The right-hand column provides information on the status of the prediction job (3); Links for download of the prediction results, including the full class distribution for both models and the most likely secondary class sequence from the three-state model in PSIRED-like format (Buchan, et al., 2010) (4).
6. Disorder Prediction
If a structure prediction job has been submitted, a disorder prediction for the entire target sequence is also done. Graphics comparable to those described for secondary structure prediction are used to visualize the probability that a given residue is either in a disorder segment (marked in red) or non-disorder segment (marked in blue). Hovering over the residue will display the exact probabilities.
7. Domain Parsing
If a structure prediction job has been submitted, RaptorX explore whether the target sequence appears to consist of multiple domains or is a single folding unit. If multiple domains are found the domain parsing results will be available in table format outlining the span of each segment, the Pfam family it is predicted to belong to, and the E-value for this assignmen
8. Custom Alignment
Click on an alignment job in the job overview to obtain a job summary page similar to the one depicted below (the numbers used in parentheses hereafter correspond to the labels in the figure).
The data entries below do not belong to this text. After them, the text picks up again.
Issue #1966, opened 2023-10-10
Potential V4 nits/breaking changes?


bartelink:
Minor nits from perusing the source; most are likely breaking changes best kept for v4

- TFMs
  - maybe a note somewhere about having a `net6.0` TFM but explaining that no egregious later ones will be added see (see reasoning in https://github.com/serilog/serilog-sinks-console/pull/145#issuecomment-1709862581)
  - remove net5.0 TFM (see above)
  - remove `net7.0` TFM (atm it has identical DefineConstants values to `net6.0`)
  - Remove netcoreapp3.1, net5.0 from tests
- README
  - Is there a stance/policy on copyright years (atm readme has 2020)
  - `var log = new LoggerConfiguration()` should gain a `using`
  - `Log.CloseAndFlush();` in static example
    -  should probably gain `a `// Normally in a `try/finally`; ensures File, Async etc sinks have been flushed before program exits` 
    - or, more tersely '// ensure buffering or async Sinks are flushed before app exits'
  - move gitter mention further down the list? or remove?
  - > We welcome bug reports and suggestions through our
   
     We welcome reproducable bug reports and detailed feature requests through our [issue tracker](https://github.com/serilog/serilog/issues) here on GitHub; please note the other avenues are much better or for quick questions or seeking usage help 
- 🤔 remove changes.md given it stops dead at 2.10 (or sync with GH release notes)
- AssemblyVersion [for 3.x] is `2.0`, maybe shift to 4.0 in v4?
- on https://github.com/serilog/serilog/wiki/Getting-Started, in the sample app
  - maybe lose `and Windows Phone 8+.` (maybe add some Blazor mention?)
  - use a top level `namespace SerilogExample`
  - consider using `await Log.CloseAndFlushAsync()`
  - (if this makes sense, ping me and I can do the edits)
- 914M on https://www.nuget.org/packages/Serilog/ is insane (currently # 8 all time, should be 7 soon) - not long to go to 1B!  

(Happy to do PRs for any that get agreed; equally happy for someone else to do them...)

nblumhardt:
These all look good, just dropping thoughts in here to try unblocking as many as possible.

> TFMs

This one will need a standalone ticket for discussion, keen to simplify things where possible but also eager to avoid covering all the ground covered in the last thread over again :-)

> Is there a stance/policy on copyright years (atm readme has 2020)

I think we've moved away from specifying the year, "Copyright &copy; Serilog Contributors" is preferred

[...]

PR #1969, opened 2023-10-21
chore(docs): Markdown housekeeping

bartelink:
related: https://github.com/serilog/serilog/issues/1966
- Remove year (2020) from copyright message on readme (note this propagates to nuget)
- Remove mention of gitter (it's not well-monitored, so better to have people use GitHub issues and/or PRs to to/fro ideas)
- Added NuGet package copyright (see far bottom right of https://www.nuget.org/packages/equinox)

Open issues:
- [ ] Some files are missing copyright headers. Many have incomplete years.
   
   I feel the best answer is to remove them in favor of having one copyright year range in the NOTICE. This seems to be valid based on https://www.apache.org/legal/apply-license.html#copy-per-file and general SO searching. If this is not agreed, perhaps I could remove them from the test files only?
   
   Failing that, I can add the header to all source files.

### DIFF
--- a/Directory.Build.props
+++ b/Directory.Build.props
@@ -7,6 +7,7 @@
     <CheckEolTargetFramework>false</CheckEolTargetFramework>
     <Nullable>enable</Nullable>
     <ImplicitUsings>enable</ImplicitUsings>
+    <Copyright>Copyright © 2013-23 Serilog Contributors</Copyright>
   </PropertyGroup>
   <ItemGroup Condition="'$(TargetFrameworkIdentifier)' == '.NETFramework'">
     <Reference Include="System" />
--- a/README.md
+++ b/README.md
@@ -91,7 +91,7 @@ catch (Exception ex)
 }
 finally
 {
-    await Log.CloseAndFlushAsync();
+    await Log.CloseAndFlushAsync(); // ensure buffering or async Sinks are flushed before app exits
 }
 ```
 
--- a/README.md
+++ b/README.md
@@ -122,4 +122,4 @@ When contributing please keep in mind our [Code of Conduct](CODE_OF_CONDUCT.md).
 | `dev`  | [![Build status](https://ci.appveyor.com/api/projects/status/b9rm3l7kduryjgcj/branch/dev?svg=true)](https://ci.appveyor.com/project/serilog/serilog/branch/dev)       |
 | `main` | [![Build status](https://ci.appveyor.com/api/projects/status/b9rm3l7kduryjgcj/branch/master?svg=true)](https://ci.appveyor.com/project/serilog/serilog/branch/master) |
 
-_Serilog is copyright &copy; 2013-2020 Serilog Contributors - Provided under the [Apache License, Version 2.0](http://apache.org/licenses/LICENSE-2.0.html). Needle and thread logo a derivative of work by [Kenneth Appiah](http://www.kensets.com/)._
+_Serilog is copyright &copy; Serilog Contributors - Provided under the [Apache License, Version 2.0](http://apache.org/licenses/LICENSE-2.0.html). Needle and thread logo a derivative of work by [Kenneth Appiah](http://www.kensets.com/)._
--- a/README.md
+++ b/README.md
@@ -91,7 +91,7 @@ catch (Exception ex)
 }
 finally
 {
-    await Log.CloseAndFlushAsync(); // ensure buffering or async Sinks are flushed before app exits
+    await Log.CloseAndFlushAsync(); // ensure all logs written before app exits
 }
 ```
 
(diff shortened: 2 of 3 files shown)


README.md
```diff
@@ -91,7 +91,7 @@ catch (Exception ex)
 }
 finally
 {
-    await Log.CloseAndFlushAsync();
+    await Log.CloseAndFlushAsync(); // ensure buffering or async Sinks are flushed before app exits
```
bartelink, line 94: Open to removing this given its a lot of words...

Directory.Build.props
```diff
@@ -7,10 +7,11 @@
     <CheckEolTargetFramework>false</CheckEolTargetFramework>
     <Nullable>enable</Nullable>
     <ImplicitUsings>enable</ImplicitUsings>
+    <Copyright>Copyright © 2013-23 Serilog Contributors</Copyright>
```
bartelink, line 10: This flows up to the nuget landing page/ package metadata (and I think the FILEVERSIONINFO on the DLL)

README.md
```diff
@@ -103,12 +103,15 @@ To learn more about Serilog, check out the [documentation](https://github.com/se
...
 Serilog has an active and helpful community who are happy to help point you in the right direction or work through any issues you might encounter. You can get in touch via:
 
- * [Stack Overflow](http://stackoverflow.com/questions/tagged/serilog) &mdash; this is the best place to start if you have a question
+ * [Stack Overflow](http://stackoverflow.com/questions/tagged/serilog) &mdash; this is the best place to start if you have a question. Many track the `serilog` tag there.
  * The [#serilog tag on Twitter](https://twitter.com/search?q=%23serilog)
  * [Serilog-related courses on Pluralsight](https://www.pluralsight.com/search/?q=serilog)
 
 We welcome bug reports and suggestions through our [issue tracker](https://github.com/serilog/serilog/issues) here on GitHub.
 
+We welcome reproducible bug reports and detailed feature requests through [our GitHub issue tracker](https://github.com/serilog/serilog/issues);
```
bartelink, line 112: trying to temper the above statement to avoid drive by questions - can defintiely be worded better, so open to suggestions

Directory.Build.props
bartelink: Hm the Authors in the package (i.e., `<Authors>Serilog Contributors</Authors>`) might get appended in some renderings?

bartelink: Seems they are complementary per https://learn.microsoft.com/en-us/nuget/create-packages/package-authoring-best-practices#copyright, so leaving it that way

README.md
nblumhardt: LGTM, going to remove the older version above?

bartelink: Done, silly me!

bartelink:
Thoughts on the open issue (in the overview) ? (i.e. add missing copyright headers in impl/test files and/or a copyright to the LICENSE and/or adjust the years per file) ?

README.md
nblumhardt: LGTM, maybe we could shorten it to `// ensure all logs are written before the app exits` ?

nblumhardt:
RE the copyright headers, I think sorting out the year range (&copy; in the source files where they appear, and full range in the LICENSE file) would be my preference; no super strong feelings there though.

README.md
bartelink: That works, done

bartelink:
Not sure what sorting out the year range would mean; make them consistent and then update them every year?
Ensure they reflect the time of last edit per file?
Or strip off the date in the headers?

Happy to do anything of the following that you want
0. just leave it
1. add copyright and year range in LICENSE
2. remove years in file headers, leaving it as `Copyright © Serilog Contributors` or maybe `Copyright 2013-` ...
3. add headers to all source files missing them
4. add headers to all test files missing them
5. remove all headers from source files

bartelink:
@nblumhardt  can you have a peep at File sink PR 258 please?
Happy to continue reviewing until xmldoc aligns with impl, but perhaps it should just be called off as the motivation/need seems dubious at this point

nblumhardt:
Thanks for the follow-up. I think even just (2) - using `Copyright © Serilog Contributors`, and (3) add them consistently to all source files would do the trick, if that sounds good to you?

bartelink:
@nblumhardt thanks for the response - will merge this and do it as a fresh PR another time

One final question: do I remove headers from test files (a number 6 option I didnt propose!), or apply them consistently same as for source files (i.e. 4) ?

nblumhardt:
I'm fine either way on the test files - they don't tend to "travel" like the source files do (e.g. https://github.com/Azure/serilog-sinks-azuredataexplorer/issues/16).

bartelink:
Hm, having seen that I'll apply them to the test files too, unless that becomes a truly huge change..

Clicking the drop down box brings up a selection menu from witch it is possible to switch between alternative alignments (1). The alignment of the target and template sequences will be displayed after a selection is made and the “Display” button is pressed. Each position in the alignment is color-coded according to the chemical nature of the residue. The scheme used is: Red=Hydrophobic, Blue=Acidic, Magenta=Basic, Green=Hydroxyl+Amine (5). A '*' under aligned residues signifies matching residues, while ':' signifies the aligned residues being in the same functional group (2).
Similar to “Structure Prediction Job”, the right-hand column provides information on the status of the job (3) and links for download of the alignment results (4), including the set of alignments between the target sequence and all structures in the template library.